Eigentlich nicht, die Pseudoklassen sollten unter den normalen stehen. Ich mein, du kannst es ja mal durchprobieren indem du die anderen Ausgaben einzeln auskommentierst, aber das würde mich schon wundern.
Welches Hintergrundbild wird denn aktuell beim aktiven angezeigt? Vielleicht schaust du mal mit Firebug oder was Ähnlichem drüber, da siehst du welche Styleangaben für ein Element greifen oder ggf. überschrieben werden. Sollte sich bei der Verwendung von !important auch nichts ändern hast du vielleicht ein ganz anderes Problem...

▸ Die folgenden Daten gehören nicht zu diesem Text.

PR #1311, opened 2019-10-14
(GH-1207) Run task function should respect _noop option

### LINKED ISSUE #1207: Unable to call run_task() in noop mode from a plan

lucywyman:
When running a task from a plan, the `run_task` function should respect
the `_noop` option. Now when the `run_task` function is called either
with an executor in noop mode or with the `_noop` option it will run in
noop.

Closes #1207

### DIFF
--- a/CHANGELOG.md
+++ b/CHANGELOG.md
@@ -18,6 +18,10 @@
 
   Previously when parsing `yaml` config files a generic error message was surfaced with no information about where in the file the problem occurred. Now an error message that contains the path to the file as well as the line and column in the file where the error originated from.
 
+* **Run task function should respect _noop option** ([#1311](https://github.com/puppetlabs/bolt/pull/1311))
+
+  Previously when calling the `run_task` function from a plan with the `_noop` metaparameter, `_noop` would not be passed to the task. Now the parameter is correctly passed to the task.
+
 ## 1.33.0
 
 ### Bug fixes
--- a/bolt-modules/boltlib/lib/puppet/functions/run_task.rb
+++ b/bolt-modules/boltlib/lib/puppet/functions/run_task.rb
@@ -12,7 +12,7 @@ Puppet::Functions.create_function(:run_task) do
   # Run a task.
   # @param task_name The task to run.
   # @param targets A pattern identifying zero or more targets. See {get_targets} for accepted patterns.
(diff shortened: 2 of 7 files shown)


donoghuc:
I linked to a kind of ambiguous commend https://github.com/puppetlabs/bolt/issues/1207#issuecomment-539149226 trying to convey the resolution for https://github.com/puppetlabs/bolt/pull/1237#pullrequestreview-296465282 . We thought that cleaning up that dead code path (or actually implementing it fully) would be resolved with this ticket.

lucywyman:
I removed adding `[:noop]` to the plan run parameters if you pass in `--noop`, since it sounds like supporting that for plans is an entirely separate bit of work.

Issue #1294, opened 2019-10-08
Extract `install_agent` plugin to `puppet_agent`


adreyer:
Since the `puppet_agent` module now has the ability to stop the puppet service we should replace the `install_agent` plugin with a `puppet_agent` module plugin.

donoghuc:
Closed with https://github.com/puppetlabs/bolt/pull/1312 shipped in 1.35.0!

PR #1312, opened 2019-10-14
(GH-1294) Use the puppet_agent module instead of a built in plugin.

adreyer:


lucywyman:
@adreyer Looks to be missing a `task_plugin::apply_prep` fixture?

adreyer:
yeah I'm just refactoring the task_spec tests so they look like the module_spec ones and don't need any special files.

adreyer:
Why don't we install the puppetfile in the repo?

CHANGELOG.md
```diff
@@ -2,6 +2,12 @@
 
 ## Bolt Next
 
+### Breaking Changes
```
K8med: Note: I haven't seen a "Breaking changes" header before, I'm checking that it's standard? Will we continue to use it as needed?

adreyer: hmm I think deprecations may be the standard header

PR #1316, opened 2019-10-15
(docs) Fix absolute links and correct puppetdb config location

lucywyman:
This fixes some links which where hardcoded to in-repo markdown docs to
be relative so they link to the production site pages. This also
corrects a misprint that the only config location for puppetdb
connection is `~/.puppetlabs/bolt`, when it is actually the Bolt config
file you're currently using (regardless of location).


lucywyman:
Weird it looks like @K8med and @cwcowellshah didn't get pinged on this?

documentation/using_plugins.md
```diff
@@ -126,7 +126,14 @@ json.dump({'value': secret}, sys.stdout)
...
+The PuppetDB plugin supports looking up targets from PuppetDB. It takes a `query` field, which is
+either a string containing a [PQL](https://puppet.com/docs/puppetdb/latest/api/query/v4/pql.html)
+query or an array containing a [PuppetDB
+AST](https://puppet.com/docs/puppetdb/latest/api/query/v4/ast.html) format query. The query is used
+to determine which targets should be included in the group. If `name` or `uri` is not specified with
+a fact lookup then the `[certname]` for each target in the query result will be used as the `uri`
```
donoghuc: Seems like removing the link to `fact lookup` is correct as there is no header for that. Do we need to add a section for that?

lucywyman: @adreyer @K8med ^^  I don't think so, 'fact lookup' feels like it's relatively self explanatory in context? But that could also be because I know what we mean :stuck_out_tongue:

documentation/inventory_file_v2.md
```diff
@@ -178,751 +178,6 @@ targets:
...
-plugins:
-  vault:
-    server_url: https://127.0.0.1:8200
-    cacert: /path/to/cert
-    auth:
-      method: token
-      token: <XXXX-XXXX>
-```
-
-## Inventory config
```
adreyer: The rest of this is duped from inventory v1 not the plugin docs right?

documentation/using_plugins.md
adreyer: Since we don't describe it until lower I think something more could be said at this point.

documentation/inventory_file_v2.md
lucywyman: https://puppet.com/docs/bolt/latest/inventory_file.html#inventory-config Yes - should I still have a section in this doc that links to that? That seems useful - I'll update

documentation/using_plugins.md
lucywyman: Ok, added another header level and linked this to that.

lucywyman:
https://docs-preview.webteam.puppet.com/docs/bolt/latest/using_plugins.html#puppetdb
https://docs-preview.webteam.puppet.com/docs/bolt/latest/plan_functions.html

documentation/inventory_file_v2.md
```diff
@@ -176,753 +176,13 @@ targets:
     uri: 192.168.100.179
 ```
 
-### Plugins and dynamic inventory
+## Plugins and dynamic inventory
 
-Inventory plugins can be used to dynamically load information into the inventory file.
+Inventory plugins can be used to dynamically load information into the inventory file. See
+[Using Plugins](using_plugins.md) for more information on using Bolt's builtin plugins, and
```
cwcowellshah:
```suggestion
[Using Plugins](using_plugins.md) for more information on using Bolt's built-in plugins, and
```

Per the official Puppet dictionary (Merriam Webster's 11th Collegiate).

documentation/using_plugins.md
```diff
@@ -126,7 +126,14 @@ json.dump({'value': secret}, sys.stdout)
...
+The PuppetDB plugin supports looking up targets from PuppetDB. It takes a `query` field, which is
+either a string containing a [PQL](https://puppet.com/docs/puppetdb/latest/api/query/v4/pql.html)
+query or an array containing a [PuppetDB
+AST](https://puppet.com/docs/puppetdb/latest/api/query/v4/ast.html) format query. The query is used
```
cwcowellshah:
```suggestion
AST](https://puppet.com/docs/puppetdb/latest/api/query/v4/ast.html)-format query. The query is used
```

cwcowellshah: Recommend `The query determines which targets...`

documentation/using_plugins.md
```diff
@@ -126,7 +126,14 @@ json.dump({'value': secret}, sys.stdout)
...
+to determine which targets should be included in the group. If `name` or `uri` is not specified with
```
cwcowellshah:
```suggestion
which targets to include in the group. If `name` or `uri` is not specified with
```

Im Übrigen kannst du dir die vielen Mehrfachangaben sparen (was so paddings und text-underline sind). Die Angaben für a:link treffen auch erstmal für alle anderen Versionen der a-tags in dem Bereich zu; du brauchst dann für hover etc. nur noch die Angaben machen, die du auch überschreiben möchtest, also in dem Fall nur color & background-image.


----------



## djheke (1. August 2012)

Da ein Link nicht auf sich selber zeigen sollte, solltest du den gesamten Link aus der aktuellen Seite etfernen und das <a> Element durch bspw. <strong> ersetzen.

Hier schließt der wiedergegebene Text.